• **TASK REQUIREMENTS**:
Where does the word "mutation" occur in the data below? Copy each line that holds it.

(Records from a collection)
──────

PR #5, opened 2018-09-27
update Connect mutation doc to show variable passing

blbradley:
Otherwise, had to read library code to find variables argument to mutation function.

Closes aws-amplify/amplify-js#1762.


blbradley:
I used the GitHub editor, not sure why the last line changed.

──────

• **RESPONSE FOR THIS EXERCISE**:
update Connect mutation doc to show variable passing
Otherwise, had to read library code to find variables argument to mutation function.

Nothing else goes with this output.